Now that are data is in the format we need (sort of), we will start our analysis.  

## California COVID-19 Cases

First, we need to read in our clean data.

```{r}
#| label: read-clean-covid-cases-solution
#| eval: true
cases <- read_csv("data/covid-cases-us.csv", show_col_types = FALSE)
```

<!-- Swap roles -- Computer becomes Coder, Coder becomes Computer! -->


### California Monthly COVID-19 Cases from January 2020 - March 2023

We want to create a graph that plots the number of cases per month in California.  We want the x-axis of the plot to have the month/year (e.g. Mar '21), and the number of cases on the y-axis. The months/years should be in order chronologically.

Below is some code that can help you get started with the process of working with the data. Use the functions from `lubridate` to help you extract out the right information. You will also use functions learned from other packages such as `dplyr`. You will want a variable that gives you month and year as "Jun '20" and a date type variable that you can use to easily reorder your month and year variable within your graph (otherwise R will default to alpha-numeric ordering).  Double check that it looks like the data provided in the instructions.

```{r}
#| label: calculate-totals-month
ca_only_month <- cases |> 
 # code to filter out just California  |> 
  ______(date ____(date), #make sure date is treated like a year month day format
         month = ______(date, label = , abbr = ), #extract out month in abbreviated label form, e.g. Jan.
         year = ______(date), #extract out the year
         y_m = _______(date, unit = "month"), #find a function that makes all the dates appear as the first day of the month, ie the floor of the month

#Swap roles -- Computer becomes Coder, Coder becomes Computer! 
                  
         yr = _________(year, pattern = "20*" ,replacement = "'")) |>  #replace the 20 in each year with a ' so it reads as '21
  ________(col = "month_year", month, yr, sep = " ") |>  #create a variable called month_year that joins the abbreviated month with the shortened year, or Apr '21
  # calculate the total cases per month, retaining both the month_year variable and the y_m variable in addition to a new total_cases calculation |> 
  ungroup()
```



<!-- Swap roles -- Computer becomes Coder, Coder becomes Computer! -->

### Minimal Goal Graph

At minimum, try to recreate the following graph using your data from above. Here are some useful functions to consider.

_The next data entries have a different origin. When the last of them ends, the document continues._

PR #8080, opened 2016-02-04
Features for drilldown - get visible height on a hidden drilldown-menu

monosize:
also extend Foundation.Box.GetDimensions

foundation.drilldown.js - new Option showParentLink, if true then the parent button is prepended to the submenu, only if the parent href is set.

foundation.util.box.js - Extend Foundation.Box.GetDimensions to use on an hidden element

drilldown.scss
- new vars: $drilldown-auto-width and $drilldown-auto-width-breakpoint
  to set the width to auto at a specific breakpoint
- new css class .is-drilldown-prepare - is used for calculating the max height and width of the menu during preparing

### DIFF
--- a/docs/pages/javascript-utilities.md
+++ b/docs/pages/javascript-utilities.md
@@ -15,6 +15,11 @@ One of the useful libraries is `Foundation.Box`, and it has a couple methods des
 ```js
 
 var dims = Foundation.Box.GetDimensions(element);
+
+// or to get dimension on an hidden element
+
+var dims = Foundation.Box.GetDimensions(element, true);
+
 ```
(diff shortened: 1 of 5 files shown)


zurbchris:
My only comment is that the Box util should be vanilla js.

monosize:
Box util is now in vanilla js.

monosize:
Shall I open a new PR for the 6.2 branch?

rafibomb:
@monosize That would be great! We're looking to do a release candidate on 6.2 this week for testing - thanks!

monosize:
Moved to 6.2 branch

PR #8085, opened 2016-02-04
topbar feature - set a diffrent background color of all submenus

monosize:
New option to set a different background-color for the submenus of a menu in the topbar.
For example if the topbar-background is transparent.
new var $topbar-background-submenu

### DIFF
--- a/scss/components/_top-bar.scss
+++ b/scss/components/_top-bar.scss
@@ -14,6 +14,10 @@ $topbar-padding: 0.5rem !default;
 /// @type Color
 $topbar-background: $light-gray !default;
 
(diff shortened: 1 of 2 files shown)


gakimball:
A few requests/suggestions:

- Can you open a new PR that targets the `6.2` branch instead? Variables are only changed in minor versions.
- Rename the variable to `$topbar-submenu-background`. We order the words by component name, then CSS property.
- You can also probably change `ul { ul {} }` to just `ul ul {}`.

Thanks :)

SalahAdDin:
:+1:

PR #8091, opened 2016-02-05
topbar feature - set a diffrent background color of all submenus

monosize:
New option to set a different background-color for the submenus of a menu in the topbar.
For example if the topbar-background is transparent.
new var $topbar-background-submenu


gakimball:
Thanks :)

SalahAdDin:
:+1:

- `fct_reorder()` to use the `y_m` variable which is automatically ordered by date to reordered the character variable `month_year`.  
- `label_comma()` from the `scales` package for changing your y-axis.  
- `theme()` with additional arguments for `axis.text.x` to adjust your label orientation (`angle` and `vjust`).  

```{r}
#| label: covid-graph-cali-solution-minor

```

#### Canvas Quiz Question 1

**Which Month in California had the most COVID-19 cases between January 2020 and March 2023?**

>Insert Answer Here


#### Canvas Quiz Question 2

**Which month in 2021 had the fewest number of cases in California?**

>Insert Answer Here


<!-- Swap roles -- Computer becomes Coder, Coder becomes Computer! -->

### Major Goal Graph (if time)

Want a challenge? Try recreating the graph in the instructions online.

```{r}
#| label: covid-graph-cali-major
```



<!-- Swap roles -- Computer becomes Coder, Coder becomes Computer! -->
<!-- If you didn't do the Major Goal Graph, then do not switch -->


### What Did California COVID-19 Cases Look Like in 2021

Create a graph that provides information about the number of cases in California in 2021 only. You can use the complete data set information originally provided, but your graph should only represent some aspect of COVID-19 in 2021.

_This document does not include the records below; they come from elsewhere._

PR #8106, opened 2016-02-07
Update jQuery dependency to 2.2

JoelESvensson:
Should be 100% backwards compatible

https://blog.jquery.com/2016/01/08/jquery-2-2-and-1-12-released/


gakimball:
Already implemented in the `6.2` branch, which was just merged into `develop`.

PR #8113, opened 2016-02-08
Typo in column classname (.column to .columns)

purplespider:


gakimball:
You can use `.column` or `.columns`, but the page wasn't clarifying this, so I updated it to do so: e1281f64e30900ead1dd2fcd896ae0c7be39d1e2

PR #8120, opened 2016-02-09
Features for drilldown - get visible height on a hidden drilldown-men…

monosize:
…u, also extend Foundation.Box.GetDimensions

foundation.drilldown.js - new Option showParentLink, if true then the parent button is prepended to the submenu, only if the parent href is set.

foundation.util.box.js - Extend Foundation.Box.GetDimensions to use on an hidden element

drilldown.scss
- new vars: $drilldown-auto-width and $drilldown-auto-width-breakpoint
  to set the width to auto at a specific breakpoint
- new css class .is-drilldown-prepare - is used for calculating the max height and width of the menu during preparing

### DIFF
--- a/docs/pages/javascript-utilities.md
+++ b/docs/pages/javascript-utilities.md
@@ -15,6 +15,11 @@ One of the useful libraries is `Foundation.Box`, and it has a couple methods des
 ```js
 
 var dims = Foundation.Box.GetDimensions(element);
+
+// or to get dimension on an hidden element
+
+var dims = Foundation.Box.GetDimensions(element, true);
+
 ```
 Will return an object that contains the dimensions of the `element` passed. The object return looks like:
 
--- a/js/foundation.drilldown.js
+++ b/js/foundation.drilldown.js
@@ -78,13 +78,26 @@ export default class Drilldown {
     this.$submenus.each(function(){
       var $menu = $(this),
           $back = $menu.find('.js-drilldown-back');
+
+      if (_this.options.showParentLink) {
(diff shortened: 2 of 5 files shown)


rafibomb:
Thanks for the PR! What is the use case this solves?

monosize:
If you use a drilldown menu inside a hide-for-... element then the drilldown menu height isn't calculate correctly. Try it without this PR and change the window size of the browser from medium to small.

```html
<div class="hide-for-medium">
	<ul class="vertical menu" data-drilldown>
		<li>
			<a href="#">Item 1</a>
			<ul class="vertical menu">
				<!-- ... -->
			</ul>
		</li>
		<li><a href="#">Item 2</a></li>
	</ul>
</div>
```

## Second benefit
By using the help function Foundation.Box.GetDimensions following problem is solved:
With these changes, menu items can be defined with different sizes (paddings, margins, line-heihgt ... ), for example: the back element. The old version calculates the height of the menu based on the height of list item multiplied with the number of elements, and then the height of the menu is calculated incorrectly.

Be sure to follow all guidelines for creating good graphics. 

You will submit that graph as png file in your Canvas quiz.

```{r}
#| label: ca-2021-covid

```


<!-- Swap roles -- Computer becomes Coder, Coder becomes Computer! -->
<!-- If you don't have time to do the last part then do not switch -->


### Extra Challenge: Create your own graph (if time)

Using the COVID-19 data, create your graph to answer you own research question. You will submit that graph as png file in your Canvas quiz. Include your research question as the subtitle of the graph.